# When will Lance stop shaving?



## Fixed (May 12, 2005)

So, when will Lance stop shaving his legs? Isn't that the question most people really want to know the answer to now that he retired?


----------



## OES (Jan 23, 2002)

Fixed said:


> So, when will Lance stop shaving his legs? Isn't that the question most people really want to know the answer to now that he retired?


He will always shave, he's a true cyclist! Why do you hate Lance? I mean, I may hate America but you hate Lance and that's a lot worse.


----------



## OES (Jan 23, 2002)

thatsmybush said:


> Why don't you learn something about Lance before you start talking. You don't know him so you can't say...good or bad. And listening to Cheryl Crow records isn't the same thing.


Hey, I no that World War II happened, and that the Germans started it when they bombed Pearl Harbor. Didn't have to be there, pal. Your a idiot.


----------



## Fixed (May 12, 2005)

*your a idiot*



OldEdScott said:


> He will always shave, he's a true cyclist! Why do you hate Lance? I mean, I may hate America but you hate Lance and that's a lot worse.

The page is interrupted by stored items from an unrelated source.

PR #418, opened 2016-06-16
TimePicker SelectedTime setting value to null fix

jeffklawiter:
I observed and was able to identify that the **SelectedTime** property on **TimePicker** will fail to display the initial value of a property that is bound to it. Upon initial load of the control WPF will set up the bindings before **OnApplyTemplate** is called. So while the control is being created the bindings for **SelectedTime** are applied. This kicks off a call **SelectedTimePropertyChangedCallback** with the value evaluated from the bindings. This in turn makes a call to change the **TextProperty** value. When **TextProperty** changes it calls **SetSelectedTime()**. **SetSelectedTime()** will in then change the SelectedTime property based on the **Text** of the **_textBox** that is retrieved from the control template. Since this does not yet exist it evaluates to empty. Since it evaluates to empty **SelectedTime** is set to **null**. Which kicks this chain off again. The end result being the **SeletedTime** value and the **TextProperty** value are now null and the _textBox.Text value ends up being null. Thus not displaying the time to the user.

This fix is to only call **SetSelectedTime()** from within the **TextPropertyChangedCallback** if the **_textBox** control is not null. This callback already had this code in there for updating the .Text property of the **_textBox**. 

An alternative possible fix would be to update **SetSelectedTime()** to do an additional check to see if **_textBox** control is not null and only set **SelectedTime** if the control exists.

This PR also includes an example of the binding working in the demo project.

### DIFF
--- a/MainDemo.Wpf/Pickers.xaml
+++ b/MainDemo.Wpf/Pickers.xaml
@@ -45,10 +45,15 @@
             <DatePicker Name="LocaleDatePicker" Width="120" HorizontalAlignment="Left" Margin="0 16 0 0" materialDesign:HintAssist.Hint="Locale Date" />
             <DatePicker Name="LocaleDatePickerRTL" Width="120" HorizontalAlignment="Left" Margin="0 16 0 0" materialDesign:HintAssist.Hint="RTL Locale Date" FlowDirection="RightToLeft" />
         </StackPanel>
-        <materialDesign:TimePicker Grid.Row="1" Grid.Column="1"  VerticalAlignment="Top"  Width="100" HorizontalAlignment="Left" Margin="0 16 0 0"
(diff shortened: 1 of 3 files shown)


jeffklawiter:
I was curious if there was anything else needed for this? This bug is preventing me from using the nuget package, instead I'm having to use my own fork.

ButchersBoy:
Hi @jeffklawiter I had a quick look at it the other day, but wanted to come back and look at it again.  The reason being is that it is changing the API, and the API is modeled on the standard WPF DatePicker to maintain consistency.  So I wanted to have a closer look to see if we can make the fix without making an API change.

ButchersBoy:
Hi @jeffklawiter 

I was able to reproduce your issue.  I've implemented an alternate fix that doesn't change the API.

Only poseurs shave unless they are professionals, though. Your obviously a poseur. Shaving is also unAmerican unless your a European pro, too.


----------



## thatsmybush (Mar 12, 2002)

Why don't you learn something about Lance before you start talking. You don't know him so you can't say...good or bad. And listening to Cheryl Crow records isn't the same thing.


----------



## Live Steam (Feb 4, 2004)

You're off the meds again, I see. Retirement is making you bonkers. Here's somethin' to keep you entertained 

*Did you hear about the guy from Kentucky who passed away and left his entire estate to his beloved widow? She can't touch it 'til she's 14.

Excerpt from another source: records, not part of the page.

PR #424, opened 2016-06-25
Add ComboBoxAssist.ShowSelectedItem attached property

l1pton17:
This attached property add ability to change visibility of selected item in combobox


ButchersBoy:
Sorry for delay :/    ...been mega busy

PR #6277, opened 2026-06-15
📊 emissions: New approach to estimate emissions by human activity

pabloarosado:

Reworks "emissions by custom sector" into a clearer set of steps that group greenhouse-gas emissions by the **human activity** they serve, rather than by source sector. The old `emissions_by_custom_sector` steps (2025-09-24, 2026-02-11, 2026-03-04) are retired in favor of a single `2026-06-15/emissions_by_human_activity` family.

## What it does

Climate Watch (WRI) subsectors are folded into five everyday activities:

- **Growing food** — agriculture, land use, other fuel combustion
- **Getting around** — transport
- **Keeping warm and cool** — buildings
- **Electricity** — electricity and heat
- **Making things** — manufacturing & construction, industry, fugitive emissions, waste

Each step also produces an `_including_other` table variant that breaks the miscellaneous emissions (other fuel combustion, waste, fugitive) out into their own "Other" activity instead of folding them in. Tables are country-level and report both CO₂ and total GHG.

## The four grapher outputs

1. **`emissions_by_human_activity`** — electricity kept as its own activity (Climate Watch only).
2. **`..._splitting_electricity`** — electricity emissions redistributed into the activities that consume the electricity, using UNdata's Energy Statistics Database (final electricity consumption by sector). Reports direct, indirect, and total emissions per activity.
3. **`..._including_gross_lulucf`** — same as (1) but "Growing food" uses *gross* agriculture-and-land-use emissions from Jones et al. (national contributions), converted with IPCC AR4 GWPs. Climate Watch's land-use emissions are net (≈0 globally), which understates land's climate impact; the gross figure corrects that.
4. **`..._including_gross_lulucf_splitting_electricity`** — combines (2) and (3).


pabloarosado:
@codex review

pabloarosado:

Addressed the Copilot review (commit 0ad53a690):

- **Conservation check** (`splitting_electricity` comment): the stale comment is now a real assertion. Per country-year, the indirect emissions must sum back to the full electricity-generation total (shares sum to 1, checked within 0.1%). Added to both splitting-electricity steps.
- **Archive DAG**: regenerated `dag/archive/emissions.yml` with `etl archive-dag`, so the retired `emissions_by_custom_sector` entries now carry the standard `# archived; last active in <sha>` recovery markers.

Dismissed the 7 `pr.merge`-vs-`DataFrame.merge` comments: in these steps the left operand is always a `Table`, so `tb.merge(...)` dispatches to `owid.catalog`'s metadata-preserving `Table.merge` override (verified it's literally the same function `pr.merge` points to). No origins are dropped, so there's no provenance bug to fix.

How do you know when you're staying in a Kentucky hotel? When you call the front desk and say, "I gotta leak in my sink," and the front desk replies, "Go ahead."

How can you tell if a Kentucky ******* is married? There is dried tobacco juice on both sides of his pickup truck.

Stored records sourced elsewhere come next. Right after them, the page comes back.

PR #6289, opened 2026-06-16
Verify Tailscale after waking a staging server

Marigold:

## Problem

A colleague pressed **Wake up** on a staging server ([#6054](https://github.com/owid/etl/pull/6054)) and got a success toast, but `http://staging-site-…/admin` stayed unreachable.

Diagnosis: `owid-lxc start` (what Wake runs) does two things — start the container **and** re-authenticate it to Tailscale. The container started fine, but the **Tailscale login failed silently** (it's only a warning inside `owid-lxc`, which still exits 0). The result: the container is `Running` but `Logged out` of Tailscale, so its hostname doesn't resolve via MagicDNS and admin/SSH are unreachable — while the dashboard happily reported success.

## Fix

After `owid-lxc start`, confirm the container actually rejoined the tailnet by checking it has a `100.x` Tailscale IP (`owid-lxc exec … tailscale ip -4`, which works even when Tailscale is down). If it didn't, return a clear, actionable error instead of a misleading success:

> Server … started, but it is NOT on the Tailscale network, so it's unreachable by hostname (admin/SSH won't work). Tailscale failed to re-authenticate on wake. Try waking it again; …

`restart_server` inherits the check (it calls `start_server`).

## Testing

Exercised against live containers:
- Waking a real idle container → `ok=True`, *"is awake and on the tailnet"* (only after Tailscale genuinely reconnected).
- The check returns `False` for a container that's stopped / not on the tailnet, so the failure path reports honestly.

## Follow-up (not in this PR)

Did you hear that they have raised the minimum drinking age in Kentucky to 32? It seems they want to keep alcohol out of the high schools.

What do they call reruns of "Hee Haw" in Kentucky? Documentaries.

Where was the toothbrush invented? Kentucky. If it was invented anywhere else, it would have been called a teethbrush.

A Kentucky State trooper pulls over a pickup on I-75 and says to the driver, "Got any I.D.?" The drive responds, "Bout what?"

Did you hear about the $3 million Kentucky State Lottery? The winner gets $3 a year for a million years.

Did you hear that the governor's mansion in Kentucky burned down? Yep. Pert' near took out the whole trailer park. The library was a total loss, too. Both books-poof - up in flames, and the governor hadn't even finished coloring one of them.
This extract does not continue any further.